Finland–Taiwan relations are informal and largely economic, because the two countries do not have official diplomatic ties. On 13 January 1950, Finland acknowledged the People's Republic of China government in Beijing as the legitimate government of China, and diplomatic relations were established in October the same year. When referring to the country, the government of Finland tends to use the designation Taiwan instead of the official Republic of China.

A Taiwanese representative office was opened in Helsinki in 1990 and a corresponding Finnish office in Taipei a year later. These offices function as de facto embassies, as the countries have no formal diplomatic relations.
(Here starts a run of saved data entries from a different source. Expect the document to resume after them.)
PR #921, opened 2022-09-22
Update dashboard cli to remove dashboard_image option [skip ci]

IsaacYangSLA:

PR #1622, opened 2023-03-31
[WIP] Support dashboard local deployment and image/version option

parkeraddison:
### Description

This PR includes two feature additions which both have the same impediment.

**Image option:**  
If we start a project with NVFlare v2.x.x, then a new breaking version v3.x.x comes along, I want to continue to host my dashboard with the v2.x.x image. I notice this was abandoned in #921.

**Local deployment:**  
If I'm already in a Docker container, the current dashboard CLI forces me to use docker-in-docker or docker-out-of-docker which both have security implications I'd like to avoid. I want to be able to launch the dashboard without spinning up a new container.

### Types of changes

- [ ] Documentation updated.

### Work done so far
* Added -i/--image option to dashboard/cli.py. If not present, then the dashboard Flask server is launched locally. If present, defaults to latest nvflare/nvflare image and accepts any other image name.
* Adjusted cli and app init to rely on NVFL_WEB_ROOT and NVFL_WEB_PORT environment variables where needed for local support.

### Blockers
The dashboard expects static files at `nvflare/dashboard/application/static/`. This directory seems to _only_ exist within the nvflare/nvflare image. I can't locate the static files in the git repo nor in the installed nvflare python package files. Where do the static files exist?

At the moment, this limitation means that the only supported image is nvflare/nvflare and if you deploy it locally you must do so from a container using the nvflare/nvflare image.

### Additional comments
Ideally the image tags under nvflare/nvflare would reference the version number, e.g. nvflare/nvflare:2.2.5.

### DIFF
--- a/nvflare/dashboard/cli.py
+++ b/nvflare/dashboard/cli.py
@@ -19,6 +19,7 @@ import subprocess
 import sys
 
 import docker
+import nvflare
 from nvflare.apis.utils.format_check import name_check
 from nvflare.dashboard.application.blob import _write
 from nvflare.lighter import utils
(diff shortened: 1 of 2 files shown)


YuanTingHsieh:
@parkeraddison thanks for the contribution!

@IsaacYangSLA is our PIC for dashboard and he will be reviewing and discussing any questions with you.

Thanks.

nvflare/dashboard/cli.py
```diff
@@ -58,47 +59,59 @@ def start(args):
...
-    print(f"{folder} on host mounted to /var/tmp/nvflare/dashboard in container")
-    if environment:
-        print(f"environment vars set to {environment}")
+    if args.image:
+        try:
+            client = docker.from_env()
+        except docker.errors.DockerException:
+            print("Unable to communicate to docker daemon/socket.  Please make sure your docker is up and running.")
+            exit(0)
+        dashboard_image = args.image
```
IsaacYangSLA, line 68: I think once the variable dashboard_image is set by the args.image, the following logic can stay the same.  Is there any reason to indent the following codes?

IsaacYangSLA: @parkeraddison , let me explain our current design.  When starting dashboard locally, users will not be able to see web pages as we only include those html/css/js files in the container images.  To include this option with similar user experiences, this PR might not be sufficient.  Would you like to add some information on the document side?   The file related to dashboard design is https://github.com/NVIDIA/NVFlare/blob/dev/docs/user_guide/dashboard_api.rst.

parkeraddison: That makes sense. Yup, I noticed that those static files are only in the nvflare image...

Maybe I should change the default behavior to use the nvflare image, and instead add an option to the command to launch without using Docker? e.g. --no-image or --no-container  or --local? That way the default behavior remains unchanged.

Then you're right that some additional documentation would be needed to explain that a dashboard can be launched without spinning up a new Docker container *but only if the command is already being ran inside of a container with the static files from the nvflare image already*.

The reason I still think this would be useful to support is because on our team we're already in favor of using Docker for dependency management rather than requiring a specific version of Python and using virtual environments. So, just like with all of the other services (server, client site, and consoles), we just have the host machine spin up a container with nvflare installed which in turn launches the service. Ideally launching the dashboard could follow the same process of not requiring nvflare to be installed on the host machine and allowing the dashboard to be launched within a container.

Or, would it be useful/possible to have an NVFlare CLI as a separate PyPI package with more lenient Python version support, and the CLI simply runs daemon-ish commands such as launching the dashboard/services in other containers?

YuanTingHsieh: @parkeraddison 
I just review our design and understand your pain point now.

I think what you propose is good.
So for `nvflare dashboard --start` we keep the default behavior.

I agree we can add an option say `nvflare dashboard --start --no-image`.

In the implementation part, instead of using the if/else and re-indent the original method.
We could introduce another methods.
Say we rename original to `start_with_docker_image` or something.
And another method we call `start_without_docker_image`.
In there you can put your "else" logic.

You can also introduce new stop method like `stop_without_docker_image` or something if you want.
@IsaacYangSLA ^ what do you think about this?

IsaacYangSLA: @YuanTingHsieh , thanks.  If the original behavior does not change in the PR, and additional option will launch the dashboard locally, then it's OK to merge this PR.
@parkeraddison , once your PR is ready for merge, can you remove [WIP] from the PR title?  Thanks for the contribution.

PR #1625, opened 2023-03-31
Fixed job could not run when overseer is offline.

yhwen:
Fixes # .

### Description

Fixed the issue when overseer is offline, the client job could not start to run issue.

### Types of changes

- [ ] Documentation updated.

### DIFF
--- a/nvflare/private/fed/client/client_app_runner.py
+++ b/nvflare/private/fed/client/client_app_runner.py
@@ -38,12 +38,14 @@ class ClientAppRunner(Runner):
         self.timeout = time_out
         self.client_runner = None
 
-    def start_run(self, app_root, args, config_folder, federated_client, secure_train):
+    def start_run(self, app_root, args, config_folder, federated_client, secure_train, sp):
         self.client_runner = self.create_client_runner(app_root, args, config_folder, federated_client, secure_train)
+
         federated_client.set_client_runner(self.client_runner)
-        while federated_client.communicator.cell is None:
-            self.logger.info("Waiting for the client job cell to be created ....")
-            time.sleep(1.0)
+        federated_client.set_primary_sp(sp)
+
+        with self.client_runner.engine.new_context() as fl_ctx:
+            self.start_command_agent(args, federated_client, fl_ctx)
 
         self.sync_up_parents_process(federated_client)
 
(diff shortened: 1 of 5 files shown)


nvflare/private/fed/client/client_app_runner.py
```diff
@@ -103,16 +104,11 @@ def create_run_manager(self, args, conf, federated_client, workspace):
...
-            time.sleep(1.0)
-
+    def start_command_agent(self, args, federated_client, fl_ctx):
         # Start the command agent
-        # self.command_agent = CommandAgent(federated_client, int(args.listen_port), client_runner)
-        self.command_agent = CommandAgent(federated_client, client_runner)
+        self.command_agent = CommandAgent(federated_client)
         self.command_agent.start(fl_ctx)
-        client_runner.command_agent = self.command_agent
+        self.command_agent.register_cell_cb()
```
yanchengnv, line 111: Why do you register_cell_cb in here? It is already called in command_agent.start().

nvflare/private/fed/client/client_app_runner.py
```diff
@@ -38,12 +37,14 @@ def __init__(self, time_out=60.0) -> None:
...
         federated_client.set_client_runner(self.client_runner)
-        while federated_client.communicator.cell is None:
-            self.logger.info("Waiting for the client job cell to be created ....")
-            time.sleep(1.0)
+        federated_client.set_primary_sp(sp)
+
+        with self.client_runner.engine.new_context() as fl_ctx:
+            self.start_command_agent(args, federated_client, fl_ctx)
 
         self.sync_up_parents_process(federated_client)
```
yanchengnv, line 49: This call could raise exception when it fails to get clients info from server root. What's going to happen to the system if this exception occurs? Will the job cell be shutdown?

nvflare/private/fed/client/client_app_runner.py
yhwen: Removed the duplicate calls.

nvflare/private/fed/client/client_app_runner.py
yhwen: If exception happens, the client job process will simply terminate. Error info in the log.

PR #1627, opened 2023-03-31
update the abort_job status after the job complete

yhwen:
Fixes # .

### Description

Fixed an issue the aborted job has no workspace from download_job.

### Types of changes

- [ ] Documentation updated.

### DIFF
--- a/nvflare/apis/job_def.py
+++ b/nvflare/apis/job_def.py
@@ -116,6 +116,7 @@ class Job:
         self.submit_time = None
 
         self.run_record = None  # job id, dispatched time/UUID, finished time, completion code (normal, aborted)
+        self.run_aborted = False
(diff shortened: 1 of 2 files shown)


yanchengnv (changes requested):
Don't understand how this PR could fix the aborted job's workspace problem.

yhwen:
> I am not sure about the problem this PR tries to fix. It seems to say that an aborted job has no workspace and hence cannot be downloaded. But the code changes seem to have nothing to do with workspace.

This PR is to ensure after the running job is completed, the running workspace will be saved to the job storage. So when user use the "download_job" command, it will be able to get the workspace included.

yanchengnv (approved):
LGTM

PR #1635, opened 2023-04-01
Scripts refactoring and notebooks bug fixes/update [skip ci]

chesterxgchen:
Fixes # .

### Description
1. refactoring the code to share common used wait for start and wait for shutdown, so it can be used by both POC and prod code. 
2. fix bugs 
3. update both hello-world and flare API notebooks to add start scripts experience. 

### Types of changes

- [ ] Documentation updated.

### DIFF
--- a/nvflare/lighter/utils.py
+++ b/nvflare/lighter/utils.py
@@ -16,17 +16,13 @@ import json
 import os
 import random
 import shutil
-import time
 from base64 import b64decode, b64encode
-from typing import List
 
 import yaml
 from cryptography.hazmat.backends import default_backend
 from cryptography.hazmat.primitives import hashes, serialization
 from cryptography.hazmat.primitives.asymmetric import padding
 
-from nvflare.fuel.flare_api.api_spec import JobNotFound, NoConnection
-from nvflare.fuel.flare_api.flare_api import Session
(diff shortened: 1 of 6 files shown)


nvflare/lighter/utils.py
```diff
@@ -205,3 +209,117 @@ def update_storage_locations(
     json_object = json.dumps(resources, indent=4)
     with open(target_resource, "w") as outfile:
         outfile.write(json_object)
+
+
+def shutdown_system(prod_dir: str, username: str = "admin", secure_mode: bool = False, timeout_in_sec: int = 30):
```
YuanTingHsieh, line 214: Should we put these methods here in "lighter"?

"lighter" should be just for setting up the "flame" or "flare".

These methods maybe should be in "nvflare/tool" or "nvflare/utils".

In addition, I also think flare api is not fuel, as it is higher level stuff.
Other stuffs inside fuel is low level stuff used by flare.

yhwen: I also feel that this should not be in the nvflare/lighter level. It should be within the nvflare tools layer or the nvflare api layer.

yhwen (commented):
Added a minor comment. We can also refactor that later.

yhwen (approved):

PR #4823, opened 2026-06-21
Validate CC verifier namespace coverage

fallintoplace:
## Summary

- Require each CC-enabled participant to submit exactly one token for each configured verifier namespace before token verification.
- Reject missing, duplicate, and unknown verifier namespaces during CC token validation.
- Add unit coverage for missing, duplicate, and unknown namespace submissions.

## Why

`CCManager` builds a namespace-to-verifier map from configured `cc_verifier_ids`, but token validation only walked the namespaces submitted by each participant. A participant with incomplete namespace coverage could pass validation if the submitted token was valid. This makes the check fail closed before individual tokens are verified.

## Testing

- `.venv/bin/python -m pytest tests/unit_test/app_opt/confidential_computing/cc_manager_test.py -q`
- `.venv/bin/python -m black --check nvflare/app_opt/confidential_computing/cc_manager.py tests/unit_test/app_opt/confidential_computing/cc_manager_test.py`
- `.venv/bin/python -m isort --check-only nvflare/app_opt/confidential_computing/cc_manager.py tests/unit_test/app_opt/confidential_computing/cc_manager_test.py`
- `.venv/bin/python -m flake8 nvflare/app_opt/confidential_computing/cc_manager.py tests/unit_test/app_opt/confidential_computing/cc_manager_test.py`
- `source .venv/bin/activate && ./runtest.sh -s`

### DIFF
--- a/nvflare/app_opt/confidential_computing/cc_manager.py
+++ b/nvflare/app_opt/confidential_computing/cc_manager.py
@@ -291,6 +291,23 @@ class CCManager(FLComponent):
             if not cc_info:  # a cc-enabled site does not have any cc_info
                 invalid_participant_list.append(k + " namespace: {None} ")
                 continue
+            required_namespaces = set(self.cc_verifiers)
+            present_namespaces = set()
+            duplicate_namespaces = set()
+            for v in cc_info:
+                namespace = v.get(CC_NAMESPACE, "")
+                if namespace in present_namespaces:
+                    duplicate_namespaces.add(namespace)
+                present_namespaces.add(namespace)
+
+            missing_namespaces = required_namespaces - present_namespaces
+            unknown_namespaces = present_namespaces - required_namespaces
+            invalid_namespaces = missing_namespaces | unknown_namespaces | duplicate_namespaces
+            if invalid_namespaces:
+                for namespace in sorted(invalid_namespaces):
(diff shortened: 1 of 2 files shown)


YuanTingHsieh:
Thanks for your contribution!

NVFlare supports heterogeneous CC deployments: for example, only the server may be CC-enabled while clients run in clear, or different CC-enabled sites may have different attestation namespaces, such as a CPU-only client and a GPU-enabled client.

This PR makes namespace coverage global by treating `self.cc_verifiers` as the required namespace set for every CC-enabled participant. That would reject valid heterogeneous deployments by requiring each CC-enabled participant to send every verifier namespace known in the project.

For that reason, I’m going to close this PR for now. Duplicate namespace validation still seems useful, but missing namespace coverage would need to be checked against per-participant expected namespaces instead.

fallintoplace:
@YuanTingHsieh Thanks for the clarification, that makes sense. I incorrectly treated self.cc_verifiers as the required namespace set for every CC-enabled participant, but heterogeneous deployments need that expectation to be participant-specific.

Would a narrower follow-up PR that only rejects duplicate namespaces be useful? Also, should unknown namespaces be rejected explicitly in the same validation pass, or should that remain handled by the existing verifier lookup/token verification flow?

PR #4834, opened 2026-06-25
Add torchrun CPU Client API integration test

YuanTingHsieh:
## What changed

Adds a CPU-only `torchrun` integration job for Client API coverage. The job launches two local `gloo` ranks per site and verifies the rank-aware boundary:

- rank 0 receives the `FLModel` from NVFlare
- nonzero ranks receive `None` from Client API
- the user script owns distributed broadcast/all-reduce
- rank 0 is the NVFlare control rank and sends the result back to NVFlare

The job is registered in the existing `client_api` standalone integration suite.

This PR also clarifies PyTorch DDP example/docs guidance around global rank versus local rank:

- `RANK` / `dist.get_rank()` is the global distributed rank and should be passed to `flare.init(rank=...)`
- `LOCAL_RANK` is only for node-local CUDA device placement

## Why

This locks down the multi-process Client API behavior before the execution-mode refactor, without requiring GPU/NCCL CI hardware or adding a higher-level distributed abstraction.

## Validation

- `PYTHONPYCACHEPREFIX=/tmp/nvflare_pycache python3 -m py_compile tests/integration_test/data/jobs/pt_client_api_torchrun_cpu/app/custom/torchrun_client.py tests/integration_test/data/jobs/pt_client_api_torchrun_cpu/app/custom/net.py`
- `git diff --check`

The full local style gate was attempted with `./runtest.sh -s`, but this shell cannot complete it because the Homebrew-managed Python environment blocks pip dependency installation via PEP 668. GitHub CI style and unit checks are passing.


YuanTingHsieh:
Follow-up added in `fb4646e81`:

- Updates the PyTorch multi-GPU example to use global rank for `flare.init(...)` and `LOCAL_RANK` for CUDA placement.
- Clarifies the Client API `rank` docstring.
- Adds ex-process Client API unit coverage for `RANK` vs `LOCAL_RANK` default behavior.

Local validation:

- `PYTHONPYCACHEPREFIX=/tmp/nvflare_pycache python3 -m py_compile examples/advanced/multi-gpu/pt/client.py tests/unit_test/client/ex_process/api_test.py nvflare/client/api.py`
- `git diff --cached --check`

Targeted pytest was not runnable in this shell because `pytest` is not installed.

IsaacYangSLA (approved):

PR #4835, opened 2026-06-26
Fix CellPipe topology FQCN naming

nvidianz:
## Summary
- Change CellPipe FQCN construction to use `~`-delimited leaf segments such as `site-1.cellpipe~plain~<jobid>~active` (or `<relay>.cellpipe~alias~<site>~<jobid>~active` behind a relay), avoiding the unconnected runtime-token parent introduced by #4801.
- Add routing coverage for the NVBug 6371056 streaming download path from a subprocess CellPipe cell to `server.<jobid>` through the client CP, and for the NVBug 6423409 inbound path: the server resolving a pipe-cell FQCN must route via the CP (the pipe cell's actual connect point), not the CJ that #4801's naming placed on the FQCN path.
- Update mTLS identity and stream auth coverage for topology-shaped direct and relay CellPipe names.
- Preserve the unambiguous pre-2.8 whole-FQCN alias (`<site>_<token>_<mode>`) for root-connected pipes. The 2.6/2.7 bare aliases nested under a CP or relay are intentionally not recognized because an unmarked leaf inside a longer FQCN is indistinguishable from a real cell of that name; upgrade a site and its relay together.
- Relay-alias identity resolution honors parent-qualified `auth_identity` overrides (e.g. `relay-1.site-1` -> custom cert CN) and resolves the explicit alias marker before generic prefix mappings, so a relay identity cannot shadow the alias owner.

## Root Cause
PR #4801 changed CellPipe cells to hierarchical names such as `site-1.<jobid>.active`. The subprocess cell connects physically to `site-1`, but its FQCN parent became `site-1.<jobid>`, which is not connected. Cross-family routing to `server.<jobid>` then fell back to the missing FQCN parent and returned `TARGET_UNREACHABLE` (NVBug 6371056).

The same phantom parent also breaks the inbound direction (NVBug 6423409): a message addressed to the pipe cell (e.g. a swarm/CCWF cross-site model download to an external-process worker) reaches the server, whose longest-prefix resolution picks its longest connected prefix of the target FQCN — the CJ `site-1.<jobid>` — instead of the CP. The CJ has no connection to its literal FQCN child and drops the request ("no connection to child" / "cannot forward req: no path"), so the job hangs until timeout. The topology-shaped leaf name removes the CJ from the pipe cell's FQCN path entirely, so prefix routing lands on the CP, which holds the direct agent.

## Validation
- `~/nvflare-env/3.12/bin/python -m pytest tests/unit_test/fuel/utils/pipe/cell_pipe_test.py tests/unit_test/fuel/f3/cellnet/ tests/unit_test/private/fed/authenticator_test.py tests/unit_test/app_common/ccwf/client_ctl_test.py -q`
- `~/nvflare-env/3.12/bin/python -m black --check ...` on touched files
- `~/nvflare-env/3.12/bin/python -m isort --check-only ...` on touched files
- `~/nvflare-env/3.12/bin/python -m flake8 ...` on touched files

Note: repo-wide `PATH="$HOME/nvflare-env/3.12/bin:$PATH" ./runtest.sh -s` was attempted, but failed on unrelated checked-in `examples/.../node_modules/.../flatted.py` files that black wants to reformat.

NVBug: 6371056
NVBug: 6423409 (same root cause, inbound direction: swarm/CCWF jobs with external-process executors hang on cross-site model download; bisected to #4801)

### Also included (separable)

- ccwf: `ClientSideController._do_learn` now records `ReturnCode.EXECUTION_EXCEPTION` when `do_learn_task` raises before the task is aborted, so the server can receive the failure on the normal task-pull path while the workflow is live. This also fixes the broken `self.logger.log(msg)` call and snapshots abort state before logging can yield. Status reporting stops after `workflow_done`: reliably delivering a genuine failure that races the end-workflow boundary requires separating fatal errors from recoverable conditions in the ccwf status model and remains a follow-up.
- Integration test configs: the `np-loop-cell-pipe` and `pt-large-model-pass-through` cases now live only in `ext_process_streaming.yml`, which is listed under both the `client_api` and `ext_process_streaming` groups (previously verbatim copies in two files).


chesterxgchen (commented):
What changed:

  - CellPipe FQCN naming changed from hierarchical runtime segments like:

  site-1.job-123.active

  to topology-aligned leaf names like:

  site-1.job-123_active

  See /private/tmp/nvflare-pr4835/nvflare/fuel/utils/pipe/cell_pipe.py:50. This makes the FQCN parent site-1, which is the cell the
  subprocess actually connects to, instead of the unconnected pseudo-parent site-1.job-123.

  - Routing tests now cover the reported case: a pipe cell named site-1.job-123_active, connected only to site-1, can route to
    server.job-123 through site-1. See /private/tmp/nvflare-pr4835/tests/unit_test/fuel/f3/cellnet/core_cell_routing_test.py:46.

  - Identity/auth code was adjusted so these alias-style CellPipe stream cells still authenticate as the owning site, but only on the
    stream channel and under the same parent. See /private/tmp/nvflare-pr4835/nvflare/private/fed/authenticator.py:306.

  - It does not generally change CoreCell._try_find_ep() routing behavior, except comments. The fix is mainly “name the CellPipe cell so
    the existing parent fallback works.”

  Validation I ran on PR 4835:

  90 passed

  for:

  tests/unit_test/fuel/utils/pipe/cell_pipe_test.py
  tests/unit_test/fuel/f3/cellnet/core_cell_routing_test.py
  tests/unit_test/fuel/f3/cellnet/identity_binding_test.py
  tests/unit_test/private/fed/authenticator_test.py

  Does it fix the reported problem?

  Likely yes for the primary failure:

  ext-process + streaming -> target_unreachable on server.<jobid>

  The new naming restores the parent lookup path described in your root cause. For site-1.job-123_active, the parent fallback is site-1,
  and that is the connected client cell, so routing to server.<jobid> should no longer die at TARGET_UNREACHABLE.

  What it does not fix:

  - The secondary logger bug is still there:

  self.logger.log(f"exception from do_learn_task: ...")

  in /private/tmp/nvflare-pr4835/nvflare/app_common/ccwf/client_ctl.py:464. That still should be self.logger.error(...).

  - The “job ends FINISHED:COMPLETED after TASK_ABORTED” behavior is not addressed by this PR. If the CellPipe routing fix prevents the
    abort, that symptom disappears for this case, but the controller semantics are unchanged for any future abort path.

  My read: PR 4835 fixes the actual stream-routing regression, but it is incomplete relative to the full issue report because it leaves
  the logger typo and abort/status behavior untouched. It also has unit coverage, not a full POC ext-process streaming regression test.

YuanTingHsieh (dismissed):

chesterxgchen (commented):
@nvidianz before you merge, can you address my comments

chesterxgchen (changes requested):

nvidianz:
@chesterxgchen Thanks for the detailed review — to your points (updated: all three are now addressed in this PR):

1. **`client_ctl.py` logger bug** — fixed. The snapshot you reviewed was the first commit (599e35a8c); b0a514504 changed `self.logger.log(...)` to `self.logger.error(...)` in `_do_learn`, and 46fccda1c added a unit test (`test_do_learn_logs_exception_from_learn_task`) that verifies the exception is logged and the learn task is cleared.

2. **FINISHED:COMPLETED after TASK_ABORTED** — now addressed at the ccwf level in 8837e2cf2. `_do_learn` previously swallowed exceptions from `do_learn_task` without recording them, so the server controller never saw the failure and the job completed "normally". It now records `ReturnCode.EXECUTION_EXCEPTION` in the client status; the server controller's existing handling (`system_panic` on error reports → `FATAL_SYSTEM_ERROR` → `UPDATE_RUN_STATUS(execution_error=True)`) then ends the job as `FINISHED:EXECUTION_EXCEPTION`. Executor-returned failure rc's (including `TASK_ABORTED`) were already reported by `swarm_client_ctl`; only this exception path was silent. One remaining hardening — pushing error reports immediately via aux message instead of piggybacking on task pulls — is planned as a separate small PR.

3. **Coverage** — 44fa08d01 adds an `ext_process_streaming` integration test group so the exact regression path (subprocess CellPipe cell → `server.<jobid>` streaming/download) can be run on its own. I ran it against this branch: both jobs passed (POC, 1 server / 2 clients), all 8 MB download transactions finished, no `TARGET_UNREACHABLE` during execution — full results in the validation comment below.

Please take another look when you get a chance.

nvidianz:
Follow-up on the two remaining review points — both are now part of this PR:

**1. FINISHED:COMPLETED after TASK_ABORTED** — addressed at the ccwf level in 8837e2cf2. `ClientSideController._do_learn` now records `ReturnCode.EXECUTION_EXCEPTION` in its status when `do_learn_task` raises (previously the exception was only logged). The next status report makes the server controller `system_panic`, which flows through `FATAL_SYSTEM_ERROR` → `UPDATE_RUN_STATUS(execution_error=True)` → job ends `FINISHED:EXECUTION_EXCEPTION`. The unit test asserts both the recorded error and that `_get_status_report()` delivers it. (Note: executor-returned failure rc's were already reported by `swarm_client_ctl`; only the exception path was silent.)

**2. Ext-process streaming regression coverage** — 44fa08d01 adds an `ext_process_streaming` group to the integration test configs, grouping the two POC test cases that exercise this exact path so it can be run standalone (`NVFLARE_TEST_FRAMEWORK=ext_process_streaming pytest system_test.py`):

- `np-loop-cell-pipe` (ClientAPILauncherExecutor + SubprocessLauncher + CellPipe)
- `pt-large-model-pass-through` (8 MB model forces the download-service route: subprocess CellPipe cell ↔ `server.<jobid>`)

Ran on this branch (1 server, 2 clients): `1 passed in 99.72s` (both jobs), all server download txs `status=finished` (3 × 8,439,348 bytes for pass-through), both client worker processes exited RC 0, and **no `TARGET_UNREACHABLE` / `cannot forward` during job execution**. The only stream errors in the log are post-job teardown ACK noise (`sm__ACK` to the already-exited subprocess cell), which is a separate pre-existing race being fixed under NVBug 6389772.

Remaining follow-up (separate PR): push error status reports to the server immediately via aux message instead of piggybacking on task pulls, closing the end-of-run race window where a recorded error might not be delivered.

chesterxgchen:
---
Review: PR #4835 — Fix CellPipe topology FQCN naming

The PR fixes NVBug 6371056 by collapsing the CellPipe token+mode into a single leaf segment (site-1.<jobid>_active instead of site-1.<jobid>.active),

The Taipei Representative Office in Finland keeps relations with Finnish parliamentarians from various political parties. In May 2020, Taiwan donated 200,000 surgical masks to the Northern Finnish healthcare district, and they were received by Mikko Kärnä, who was the chair of the informal Taiwan friendship club of the Finnish parliament.

In 2005, under the term of Taipei representative in Finland Janet Chang, the Arrangement on Air Services between Taiwan and Finland was signed, indicating the potential for direct flights to operate between Taiwan and Finland in the future. Finland has also engaged in the Global Cooperation and Training Framework (GCTF) in Taiwan, which was initially initiated by Taiwan and the United States in 2015. Specifically, in 2024, the Finland Trade Centre in Taiwan co-hosted a GCTF event focused on strengthening civilian training to address resilience and emergency response in the face of climate change and other global challenges.

In 2025 heavy metal musician and politician Freddy Lim was appointed as the Taiwanese representative in Finland.

== Educational Cooperation ==
In 2026, Aalto University launches an EMBA program with National Central University in Taiwan.